++++ STORED DATA ++++

Issue #572, opened 2015-07-21
Idea: Garbage collector for packets


lukego:
Here is an idea: To use a simple garbage collector to put freed packets back onto the freelist. (based on #565 and discussions with Juho Snellman.)

The idea is to introduce a packet garbage collector to give us these benefits during multiprocess execution:
1. Allow any process to free any packet.
2. Allow reclaiming packets that were being processed by a crashed process.
3. Allow reclaiming packets that were on the freelist of a crashed process.
4. Allow unused DMA memory to be detected and freed to the operating system.

Sounds good so far?

Here is the idea, which is not fully fleshed out and may be a little oversimplified.

First we add `owner` and `user` metadata fields to `struct packet`:
```c
struct packet {
  pid_t owner; // process that collects and allocates this packet
  pid_t user;  // process that is currently processing this packet
  int length;
  char data[10240];
}
```

When a process allocates a packet in new DMA memory it initializes the `owner` field with its own PID. Each time a packet is sent over a link the `user` field is set to the PID of the process that will receive from that link. We will need to add a `pid_t receiver` to `struct link` and then do:

```lua
function link.transmit (l, p)
   p.user = l.receiver
   ...
end
```

Now it starts to get interesting:

To free a packet we simply set its `user` field to a process that doesn't exist:

```lua
function packet.free (p)
   p.user = 0
end
```

and we rely on the `owner` process to notice this eventually and recycle the packet. How does that happen? Well, the owner periodically performs a garbage collection by scanning every packet it has ever allocated and checking whether the `user` points to a valid PID or not: if not then the packet is added back onto the freelist. This GC would be done at a regular interval e.g. once per breath or each time the packet freelist runs empty.

How about when a process crashes while using some packets? The packets will be reclaimed automatically: the GC will see that the `user` PID is not a running process and treat it the same as `0` i.e. know that the packet is not in use and put it back onto the free list.

How about reclaiming packets from the freelist of a dead process? That could also be detected by a larger GC sweep: scan every packet ever allocated by any process and recycle them if the `owner` PID is not a running process.

and returning packets to the OS e.g. after all traffic processes have terminated? Scan all packets allocated by all processes and free every HugeTLB memory block that does not contain any packets owned or used by a running process.

That's the idea.

[...]

PR #637, opened 2015-10-02
Lib protocol overhaul

alexandergall:
I was always unhappy with the way the `lib.protocol` system dealt with variable-sized headers. The new mechanism no longer uses subclasses for this. Instead, such a header class pre-defines all possible variants up front and its constructor method uses one of them to create instances efficiently.

The `datagram` abstraction now offers a more efficient method to add multiple headers to a packet by using an intermediate buffer, which reduces the number of copy operations to one (each `push` operation implied a `memmove` of the entire packet since the adoption of the *straighline* design).

Finally, the `class` system now supports a more efficient method for the recycling of instance objects by promoting the standard `new` constructor to an instance method (as well as a class method).


eugeneia:
Not sure why SnabbBot failed here, trying to rerun it now.

src/lib/protocol/README.md
```diff
@@ -742,3 +788,18 @@ datagram payload and its byte size.
 
 If *pointer* and *length* are supplied then *length* bytes starting from
 *pointer* are appended to the datagram's payload.
+
+— Method **datagram:data**
+
+Returns the location and size of the buffer of the underlying packet.
+This is a shortcut to *datagram:packet* followed by calls to
+*packet.data* and *pakcet.length*.
```
eugeneia: There's a typo here:  *pakcet*
Please use `M-x ispell` (or equivalent if you are not using Emacs), I know its a chore but its the only way I know of to avoid this systematically.

eugeneia: Also note that this introduces a new convenient but strictly speaking redundant public function that we will have to support. Its also questionable whether `datagram:data` will make easier or harder to read, one more thing to have to look up. Is it worth it?

```
data, len = d:data()

  vs

p = d:packet()
data, len = p:data(), p:length()
```

eugeneia:
> The datagram abstraction now offers a more efficient method to add multiple headers to a packet by using an intermediate buffer, which reduces the number of copy operations to one (each push operation implied a memmove of the entire packet since the adoption of the straighline design).

The way I see this portion of the PR adds plenty of complexity to the datagram interface but I can not find instances where the new functionality is used. Where is the `options` map of `datagram:new` actually used?

src/lib/protocol/README.md
alexandergall: I guess you're right.

alexandergall:
I use it in my l2vpn code (which I haven't pushed yet). That code is modular in the sense that there can be different combinations of transport and tunnel headers and it makes sense to push the headers individually rather than as a single block. The delayed commit method allows me to keep the code modular and still avoid a performance impact by moving the packet around three times in a row.

kbara:
Thank you. The lack of delayed-commit has made us have to make quite a bit of code uglier to avoid exactly that impact.

lukego:
> The delayed commit method allows me to keep the code modular and still avoid a performance impact by moving the packet around three times in a row.

Mea culpa: the way we decided to update `lib.protocol` for straightline clearly turned out to be less than practical.

I have an idea for an alternative to the delayed commit that might solve a wider class of problems including efficiently adding/removing the virtio-net header in #645. Observation: the operations causing the copies in all of these cases are `packet.shiftleft()` and `packet.shiftright()`. How about if we made a modest extension to `struct packet` so that those operations could be implemented without a copy?

Sketch code:

```
struct packet {
  char buffer[10240+512];  // buffer where packet data can be stored
  char *data;              // pointer to start of packet within the buffer
  int length;
}

function packet.allocate (p)
   ...
   p.data = p.buffer + 256 -- new packets get 256 bytes of "headroom" before the data
   return p
end

function packet.shiftright (p, n)
   p.data = p.data - n
   assert(p.data >= p.buffer)
end

function packet.shiftleft (p, n)
   p.data = p.data + n
   assert(p.data + p.length <= ffi.sizeof(p.buffer))
end
```

This would have a few implications:

1. Packet shift operations would become cheap constant-time operations. That would seem to make life easier for datagram and virtio work.
1. Packet data would not have a fixed alignment in memory. This may be okay for SIMD: newer CPUs seem to care less about alignment and they are the ones we need to optimize for. Have to make sure it would also be okay for other purposes like DMA. (I believe the 82599 is happy with any even-numbered address i.e. 2-byte alignment and that should be quite okay.)
1. The `struct packet` would grow and be less minimal. This seems justified if it will simplify the code that is working with packets. (I also still daydream about the GC for packets in #572 that would require a couple of additional fields in the struct too.)

Make any sense?

andywingo:
The assert on "shiftleft" should be
```lua
assert(p.data + p.length <= p.buffer + ffi.sizeof(p.buffer))
```

but yeah.  What would happen if the result weren't even-numbered?  Error?  Seems a strange restriction; I guess we could check if N is odd and memmove in that case, without cost in the normal case that you're shifting by a known amount.

alexandergall:
`length` would need to be updated as well (and the `assert` in `shiftleft` could simply check `n <= p.length`, I think).

Apart from those details and the non-trivial alignment problem, this would certainly simplify `lib.protocol` significantely. It would also make it straight-forward to "relocate" a protocol header to a packet buffer, like with the old multi-buffer approach. This feature was lost with the current design because headers don't stay in a fixed location (you can still do it but only in a convoluted way by calling `new_from_mem` after all headers have been pushed).

kbara:
I like the sketch; I was pondering similar things a little a month or two ago. It's a little fiddly, but seems like a plausible option to me.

++++

TASK
Repeat all of the listing above exactly, leaving nothing out.

ANSWER TO THIS PROBLEM
Issue #572, opened 2015-07-21
Idea: Garbage collector for packets


lukego:
Here is an idea: To use a simple garbage collector to put freed packets back onto the freelist. (based on #565 and discussions with Juho Snellman.)

The idea is to introduce a packet garbage collector to give us these benefits during multiprocess execution:
1. Allow any process to free any packet.
2. Allow reclaiming packets that were being processed by a crashed process.
3. Allow reclaiming packets that were on the freelist of a crashed process.
4. Allow unused DMA memory to be detected and freed to the operating system.

Sounds good so far?

Here is the idea, which is not fully fleshed out and may be a little oversimplified.

First we add `owner` and `user` metadata fields to `struct packet`:
```c
struct packet {
  pid_t owner; // process that collects and allocates this packet
  pid_t user;  // process that is currently processing this packet
  int length;
  char data[10240];
}
```

When a process allocates a packet in new DMA memory it initializes the `owner` field with its own PID. Each time a packet is sent over a link the `user` field is set to the PID of the process that will receive from that link. We will need to add a `pid_t receiver` to `struct link` and then do:

```lua
function link.transmit (l, p)
   p.user = l.receiver
   ...
end
```

Now it starts to get interesting:

To free a packet we simply set its `user` field to a process that doesn't exist:

```lua
function packet.free (p)
   p.user = 0
end
```

and we rely on the `owner` process to notice this eventually and recycle the packet. How does that happen? Well, the owner periodically performs a garbage collection by scanning every packet it has ever allocated and checking whether the `user` points to a valid PID or not: if not then the packet is added back onto the freelist. This GC would be done at a regular interval e.g. once per breath or each time the packet freelist runs empty.

How about when a process crashes while using some packets? The packets will be reclaimed automatically: the GC will see that the `user` PID is not a running process and treat it the same as `0` i.e. know that the packet is not in use and put it back onto the free list.

How about reclaiming packets from the freelist of a dead process? That could also be detected by a larger GC sweep: scan every packet ever allocated by any process and recycle them if the `owner` PID is not a running process.

and returning packets to the OS e.g. after all traffic processes have terminated? Scan all packets allocated by all processes and free every HugeTLB memory block that does not contain any packets owned or used by a running process.

That's the idea.

[...]

PR #637, opened 2015-10-02
Lib protocol overhaul

alexandergall:
I was always unhappy with the way the `lib.protocol` system dealt with variable-sized headers. The new mechanism no longer uses subclasses for this. Instead, such a header class pre-defines all possible variants up front and its constructor method uses one of them to create instances efficiently.

The `datagram` abstraction now offers a more efficient method to add multiple headers to a packet by using an intermediate buffer, which reduces the number of copy operations to one (each `push` operation implied a `memmove` of the entire packet since the adoption of the *straighline* design).

Finally, the `class` system now supports a more efficient method for the recycling of instance objects by promoting the standard `new` constructor to an instance method (as well as a class method).


eugeneia:
Not sure why SnabbBot failed here, trying to rerun it now.

src/lib/protocol/README.md
```diff
@@ -742,3 +788,18 @@ datagram payload and its byte size.
 
 If *pointer* and *length* are supplied then *length* bytes starting from
 *pointer* are appended to the datagram's payload.
+
+— Method **datagram:data**
+
+Returns the location and size of the buffer of the underlying packet.
+This is a shortcut to *datagram:packet* followed by calls to
+*packet.data* and *pakcet.length*.
```
eugeneia: There's a typo here:  *pakcet*
Please use `M-x ispell` (or equivalent if you are not using Emacs), I know its a chore but its the only way I know of to avoid this systematically.

eugeneia: Also note that this introduces a new convenient but strictly speaking redundant public function that we will have to support. Its also questionable whether `datagram:data` will make easier or harder to read, one more thing to have to look up. Is it worth it?

```
data, len = d:data()

  vs

p = d:packet()
data, len = p:data(), p:length()
```

eugeneia:
> The datagram abstraction now offers a more efficient method to add multiple headers to a packet by using an intermediate buffer, which reduces the number of copy operations to one (each push operation implied a memmove of the entire packet since the adoption of the straighline design).

The way I see this portion of the PR adds plenty of complexity to the datagram interface but I can not find instances where the new functionality is used. Where is the `options` map of `datagram:new` actually used?

src/lib/protocol/README.md
alexandergall: I guess you're right.

alexandergall:
I use it in my l2vpn code (which I haven't pushed yet). That code is modular in the sense that there can be different combinations of transport and tunnel headers and it makes sense to push the headers individually rather than as a single block. The delayed commit method allows me to keep the code modular and still avoid a performance impact by moving the packet around three times in a row.

kbara:
Thank you. The lack of delayed-commit has made us have to make quite a bit of code uglier to avoid exactly that impact.

lukego:
> The delayed commit method allows me to keep the code modular and still avoid a performance impact by moving the packet around three times in a row.

Mea culpa: the way we decided to update `lib.protocol` for straightline clearly turned out to be less than practical.

I have an idea for an alternative to the delayed commit that might solve a wider class of problems including efficiently adding/removing the virtio-net header in #645. Observation: the operations causing the copies in all of these cases are `packet.shiftleft()` and `packet.shiftright()`. How about if we made a modest extension to `struct packet` so that those operations could be implemented without a copy?

Sketch code:

```
struct packet {
  char buffer[10240+512];  // buffer where packet data can be stored
  char *data;              // pointer to start of packet within the buffer
  int length;
}

function packet.allocate (p)
   ...
   p.data = p.buffer + 256 -- new packets get 256 bytes of "headroom" before the data
   return p
end

function packet.shiftright (p, n)
   p.data = p.data - n
   assert(p.data >= p.buffer)
end

function packet.shiftleft (p, n)
   p.data = p.data + n
   assert(p.data + p.length <= ffi.sizeof(p.buffer))
end
```

This would have a few implications:

1. Packet shift operations would become cheap constant-time operations. That would seem to make life easier for datagram and virtio work.
1. Packet data would not have a fixed alignment in memory. This may be okay for SIMD: newer CPUs seem to care less about alignment and they are the ones we need to optimize for. Have to make sure it would also be okay for other purposes like DMA. (I believe the 82599 is happy with any even-numbered address i.e. 2-byte alignment and that should be quite okay.)
1. The `struct packet` would grow and be less minimal. This seems justified if it will simplify the code that is working with packets. (I also still daydream about the GC for packets in #572 that would require a couple of additional fields in the struct too.)

Make any sense?

andywingo:
The assert on "shiftleft" should be
```lua
assert(p.data + p.length <= p.buffer + ffi.sizeof(p.buffer))
```

but yeah.  What would happen if the result weren't even-numbered?  Error?  Seems a strange restriction; I guess we could check if N is odd and memmove in that case, without cost in the normal case that you're shifting by a known amount.

alexandergall:
`length` would need to be updated as well (and the `assert` in `shiftleft` could simply check `n <= p.length`, I think).

Apart from those details and the non-trivial alignment problem, this would certainly simplify `lib.protocol` significantely. It would also make it straight-forward to "relocate" a protocol header to a packet buffer, like with the old multi-buffer approach. This feature was lost with the current design because headers don't stay in a fixed location (you can still do it but only in a convoluted way by calling `new_from_mem` after all headers have been pushed).

kbara:
I like the sketch; I was pondering similar things a little a month or two ago. It's a little fiddly, but seems like a plausible option to me.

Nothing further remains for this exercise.